Framework for Solving Numerically Laminar and Turbulent Flows

Luis M. de la Cruz Salas
uiggi@ixtli.unam.mx

Direccion de Computo para la Investigacion
DGSCA-UNAM, Circuito Exterior de C.U.
Coyoacan, Mexico D.F., MEXICO

Abstract: The mass, momentum and energy conservation equations for non-isothermal, incompressible and Newtonian fluids can be written symbolically in terms of a general non-dimensional partial differential equation. Using this fact, an object-oriented framework for solving numerically this set of equations was developed. This tool includes the possibility of analyzing turbulent flows with the Large-Eddy Simulation or LES model. Natural convection in rectangular cavities is used to construct generic examples of numerical solution of balance equations (Continuity, Navier-Stokes and Energy). The set of equations are discretized using the finite volume method and the pressure coupling is solved using SIMPLEC-like methods, where a pressure correction equation is used to account for mass conservation. In order to display the convenience of using object oriented programming, examples of chaotic mixing flows and turbulent natural convection are presented.

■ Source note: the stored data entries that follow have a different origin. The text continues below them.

PR #6426, opened 2024-10-17
[Fix Scala Warnings] - Add explicit types to implicits

rupertbates:
This PR is the first of potentially several to fix Scala warnings in the support-frontend codebase, it contains two main changes:
- Add [Scalafix](https://scalacenter.github.io/scalafix/) to the project to enable a number of automated fixes
- Use Scalafix to carry out the [ExplicitResultTypes](https://scalacenter.github.io/scalafix/docs/rules/ExplicitResultTypes.html) fix to add explicit types to all implicit vals in the project

### DIFF
--- a/.scalafix.conf
+++ b/.scalafix.conf
@@ -2,3 +2,4 @@ rules = [
  ExplicitResultTypes,
 ]
 ExplicitResultTypes.onlyImplicits = true
+ExplicitResultTypes.skipSimpleDefinitions = false
--- a/support-payment-api/src/main/scala/MyApplicationLoader.scala
+++ b/support-payment-api/src/main/scala/MyApplicationLoader.scala
@@ -92,7 +92,7 @@ class MyComponents(context: Context)
       .buildRequestBasedProvider(requestEnvironments)
       .valueOr(throw _)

WebPage: http://www.labvis.unam.mx/luiggi/English/research.html


Vortex Formation in a Cavity with Oscillating Walls

Guillermo Efrén Ovando Chacón
geoc@cie.unam.mx

Héctor Juárez Valencia
hect@xanum.uam.mx

Guadalupe Huelsz Lesbros
ghl@cie.unam.mx

Centro de Investigación en Energía - UNAM
Departamento Termociencias
Universidad Nacional Autonoma de Mexico

Abstract: The vortex formation in a two-dimensional Cartesian cavity is studied numerically. The governing equations were solved with a finite element method combined with an operator splitting scheme. We analyzed the behavior of vortical structures occurring inside a cavity with an aspect ratio of height to width of 1.5 for three different displacement amplitudes of the vertical oscillatory walls (amplitude/width= Y=0.2, 0.4 and 0.8) and Reynolds numbers based on the cavity width of 50, 500 and 1000. Two vortex formation mechanisms are identified: a) the shear oscillatory motion of the moving boundaries coupled with the fixed walls that provide a translational symmetry-breaking effect and b) the sharp changes in the flow motion when the flow meets the corners of the cavity. The vortices cores were identified using the Jeong-Hussain criterium and it was found that they occupy smaller areas as the Reynolds number increases. All flows studied are cyclic symmetric and are also symmetric with respect to the vertical axis dividing the cavity in two sides; this last symmetry is lost for Re=1000 and Y=0.8. In this case, the unbalance between the vortices on each side of the mid-vertical line generates a vortex that occupies the central part of the cavity.